SENTERRA II head

FlexFocus: Confocal Raman Spectroscopy On-demand

Raman microscopy has become a preferred technique for the rapid, nondestructive analysis of small samples. Raman microscopy compliments and extends the capabilities of infrared microspectroscopic analysis. Whereas conventional infrared microscopy is limited to sample sizes of about several microns or greater, Raman microscopy can routinely measure samples as small as 1 micron.


For some applications, the ability to profile the interior of a sample may also be important. Confocal Raman microscopy offers unique capabilities for analyzing a sample in the z-axis. Confocal microscopy is an optical arrangement that improves axial (z-axis) spatial resolution for sample depth profiling.

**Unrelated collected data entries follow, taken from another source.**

PR #527, opened 2020-08-28
sdk: add new api to generate the output url to download

yorkie:


packages/sdk/test/job.test.ts
```diff
@@ -0,0 +1,11 @@
+import { PipcookClient } from '../src';
+
+describe('test job apis', () => {
+  const pipcook = new PipcookClient();
+
+  it('should call get pipeline config by id', async () => {
```
FeelyChau, line 6:
```suggestion
  it('should call get output download url by id', async () => {
```

FeelyChau (changes requested):

FeelyChau (approved):

PR #531, opened 2020-08-28
daemon: check log file before reading

FeelyChau:


yorkie:
Throwing an error if log files not exist is reasonable, is there a special use-case that we need to ignore?

packages/cli/src/service/job.ts
```diff
@@ -48,7 +48,7 @@ export async function log(id: string, opts: any): Promise<void> {
   const client = initClient(opts.hostIp, opts.port);
   try {
     const log = await client.job.log(id);
-    logger.info(log);
+    logger.info(JSON.stringify(log));
```
yorkie, line 51: Why change this?

FeelyChau: A bug here, the parameter of `logger.info` should be `string`.
Test case is on the way.

yorkie (approved):

PR #538, opened 2020-08-31
cli: add command "plugin info"

FeelyChau:


yorkie:
@FeelyChau could you please explain why do we add this?

FeelyChau:
User couldn't fetch the plugin detail.

yorkie:
The plugin info is just the plugin's `package.json`, which they could found from the source.

FeelyChau:
> The plugin info is just the plugin's `package.json`, which they could found from the source.

It's incomplete, what we also need: installing time, where the plugin come from, error message if failed, they can't be fetched from package meta.

yorkie:
Reasonable, and the documentation is also needed :)

yorkie (approved):

yorkie (approved):

PR #539, opened 2020-08-31
daemon: fix log missing

FeelyChau:
If no one subscribes the `data` event, the callback will not be called. See:
https://github.com/nodejs/node/blob/master/lib/_stream_transform.js#L37

### DIFF
--- a/packages/daemon/src/service/log-manager.ts
+++ b/packages/daemon/src/service/log-manager.ts
@@ -32,9 +32,6 @@ class LogPassthrough extends Transform {
   }
 
   _transform(chunk: any, encoding: string, callback: TransformCallback): void {
-    if (this.fd > 0) {
-      write(this.fd, chunk);
-    }
     if (this.last === undefined) {
       this.last = '';
     }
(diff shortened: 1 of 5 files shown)


packages/daemon/src/service/log-manager.ts
```diff
@@ -57,6 +54,17 @@ class LogPassthrough extends Transform {
     callback();
   }
 
+  /**
+   * cover Transform.write, otherwise if no `data` event listener,
+   * the callback `_transform` will not be called, but we need to save the log to file.
+   * @param args args for stream.write
```
yorkie, line 60: This description is incorrect, rest parameters should not be supported by typedoc.

packages/daemon/src/service/log-manager.ts
```diff
@@ -57,6 +54,17 @@ class LogPassthrough extends Transform {
...
+   */
+  write(...args: any[]): boolean {
```
yorkie, line 62: Shall we have a unit test for this change?

FeelyChau:
Test added.

FeelyChau:
Crushed when test.
```sh
2020-09-02 13:28:50,015 ERROR 45547 nodejs.unhandledRejectionError: EBADF: bad file descriptor, write
unhandledRejectionError: EBADF: bad file descriptor, write
errno: -9
code: "EBADF"
syscall: "write"
name: "unhandledRejectionError"
pid: 45547
hostname: MacBook-Pro.local
```

yorkie (approved):

rickycao-qy (approved):
LGTM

An example of typical conventional microscopy optics is shown in Figure 1(a). In this illustration, the incident laser radiation is focused with the microscope objective to the desired region of a sample (not shown). The laser light is scattered from two sample depths shown as Z1 (red) and Z2 (blue). If both points are within the collection volume as defined by the depth of the field of the objective and system optics, the resulting spectrum will be an average of the spectra from points Z1 and Z2.

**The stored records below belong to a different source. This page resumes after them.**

Issue #520, opened 2020-08-27
build: dev-build doesn't work


FeelyChau:
It's not work for me.
After `npm run dev-build`, I got an error as:
```shell
$ node ./packages/daemon/bootstrap.js
ERROR: Error reading "dist/config/config.js". Error: SyntaxError: Cannot use import statement outside a module
npm ERR! code ELIFECYCLE
npm ERR! errno 1
npm ERR! @pipcook/daemon@1.1.2 migration: `sequelize-cli db:migrate`
npm ERR! Exit status 1
npm ERR! 
npm ERR! Failed at the @pipcook/daemon@1.1.2 migration script.
npm ERR! This is probably not a problem with npm. There is likely additional logging output above.

npm ERR! A complete log of this run can be found in:
npm ERR!     /path/to/.npm/_logs/2020-08-27T16_17_29_953Z-debug.log
(node:16127) UnhandledPromiseRejectionWarning: Error: Command failed: npm run migration
ERROR: Error reading "dist/config/config.js". Error: SyntaxError: Cannot use import statement outside a module
npm ERR! code ELIFECYCLE
npm ERR! errno 1
npm ERR! @pipcook/daemon@1.1.2 migration: `sequelize-cli db:migrate`
npm ERR! Exit status 1
npm ERR! 
npm ERR! Failed at the @pipcook/daemon@1.1.2 migration script.
npm ERR! This is probably not a problem with npm. There is likely additional logging output above.

npm ERR! A complete log of this run can be found in:
npm ERR!     /path/to/.npm/_logs/2020-08-27T16_17_29_953Z-debug.log

    at checkExecSyncError (child_process.js:630:11)
    at execSync (child_process.js:666:15)
    at bootstrap (/path/to/pipcook/packages/daemon/bootstrap.js:48:17)
    at Object.<anonymous> (/path/to/pipcook/packages/daemon/bootstrap.js:97:3)
    at Module._compile (internal/modules/cjs/loader.js:1138:30)
    at Object.Module._extensions..js (internal/modules/cjs/loader.js:1158:10)
    at Module.load (internal/modules/cjs/loader.js:986:32)
    at Function.Module._load (internal/modules/cjs/loader.js:879:14)
    at Function.executeUserEntryPoint [as runMain] (internal/modules/run_main.js:71:12)
    at internal/main/run_main_module.js:17:47
[...]

PR #540, opened 2020-09-01
build: fix esBuild only emitting esm format

WenheLI:
This PR fixes the #520 which only generates `esm` format for nodejs.
To make a temporary workaround, I imported `babel` to transform `esm` to `cjs`.
For the build performance, despite using `esbuild` + `babel`, the speed is still out-perform `tsc`:
| tsc | esBuild+Babel | esBuild |
 | - | - | -|
|11.0s | 2.8s | 1.8s |

Note: since `esbuild` omits `interface` in ts, we need to operate a regular `build` prior to `dev-build` to avoid missing `interface` only files.

In the long run, I will add try to add the support of `esm2cjs` transforming for `esBuild` to avoid the babel overhead.


packages/app/package.json
```diff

A confocal optical design can be used to reduce the sampling volume and improve the spatial resolution in order to better discriminate potential spectral differences between Z1 and Z2.

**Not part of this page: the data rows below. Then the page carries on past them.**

PR #543, opened 2020-09-01
build: add yarn to manage package install

WenheLI:
This pr adds `yarn` support for our monorepo (along with lerna). 
After a bit investigation, I found it is possible to get rid of lerna if we adapt to yarn2. However, this also introduces other problems we can discuss later.
For now, the yarn can surely improve the installing process:
| npm | yarn |
| - | - |
| 170s | 76s |


package.json
```diff
@@ -23,14 +23,15 @@
...
+    "preinstall": "yarn workspace @pipcook/boa run install-dep",
+    "postinstall": "node ./tools/init_dev.js -f && rm -rf ./node_modules/midway-bin/node_modules/typescript/ && yarn workspace @pipcook/boa run compile",
     "docsify": "npm run typedoc && http-server -c-1 ./docs",
     "lint": "eslint . --ext .ts --ext .js && lerna run --scope @pipcook/daemon lint",
     "pretest": "npm run lint",
     "test": "sh run_tests.sh",
     "test:pipeline": "sh ./run_pipeline.sh",
     "typedoc": "sh tools/mkdoc.sh",
-    "clean": "lerna run clean",
+    "clean": "lerna run clean --parallel --concurrency 10",
```
yorkie, line 34: Shall we use yarn workspace here?

packages/app/package.json
```diff
@@ -12,10 +12,11 @@
     "dev-build": "npm run clean && npm run dev-compile",
     "clean": "rm -rf ./dist && rm -rf tsconfig.tsbuildinfo",
     "dev-compile": "esbuild ./src/*.ts ./src/**/*.ts --tsconfig=tsconfig.json --outdir=dist && sh setup.sh",
-    "compile": "tsc -b tsconfig.json && sh setup.sh"
+    "compile": " tsc -v && tsc -b tsconfig.json && sh setup.sh"
   },
   "license": "Apache 2.0",
   "dependencies": {
+    "crypto": "^1.0.1",
```
yorkie, line 19: Why do we add `crypto` package?

package.json
WenheLI: Yarn workspace does not support parallel mode at this moment, therefore, to speedup those procedures that could run in parallel we should use `lerna`.

yorkie: How about using https://www.npmjs.com/package/concurrently?

package.json
```diff
@@ -16,21 +16,23 @@
...
+    "crypto": "^1.0.1",
     "ts-node": "^8.6.2",
     "typedoc": "^0.17.8",
     "typescript": "^3.9.7"
   },
   "scripts": {
     "build": "lerna run compile",
     "dev-build": "lerna run dev-compile --parallel --concurrency 10",
-    "postinstall": "lerna clean --yes && lerna bootstrap && node ./tools/init_dev.js -f",
+    "preinstall": "yarn workspace @pipcook/boa run install-dep",
```
yorkie, line 27: Could we move this to boa package?

package.json
```diff
@@ -16,21 +16,23 @@
...
+    "postinstall": "node ./tools/init_dev.js -f && rm -rf ./node_modules/midway-bin/node_modules/typescript/ && yarn workspace @pipcook/boa run compile",
```
yorkie, line 28: Ditto.

package.json
```diff
@@ -16,21 +16,23 @@
     "jasmine": "^3.5.0",
     "jasmine-spec-reporter": "^5.0.2",
     "lerna": "^3.18.4",
+    "crypto": "^1.0.1",
```
yorkie, line 19: Which is the dependent of crypto?

appveyor.yml
```diff
@@ -3,7 +3,6 @@ environment:
     - nodejs_version: '8'
     - nodejs_version: '10'
     - nodejs_version: '12'
-    - nodejs_version: '14'
```
yorkie, line 6: This might be unnecessary to be changed in this PR.

.travis.yml
```diff
@@ -1,10 +1,9 @@
-sudo: false
+
 language: node_js
 node_js:
   - '8'
   - '10'
   - '12'
-  - '14'
```
yorkie, line 7: This might be unnecessary to be changed in this PR.

yorkie:
And where do we install yarn?

packages/app/package.json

Conventional confocal microscope optics

The principle of confocal optical microscopy is shown in Figure 1(b). In this configuration, a confocal aperture is placed in a remote image plane to reduce the sampling depth of field. In this simple example, the aperture blocks the Raman light scattered from Z2, thus resulting in a spectrum exclusively from Z1. Only the in-focus and on-axis Raman light rays are recorded by the spectrograph system, because the confocal aperture blocks the out-of-focus and off-axis light rays. The result is that confocal optical and Raman microscopes restrict the sampling depth to a region that is smaller than that obtained using conventional optics.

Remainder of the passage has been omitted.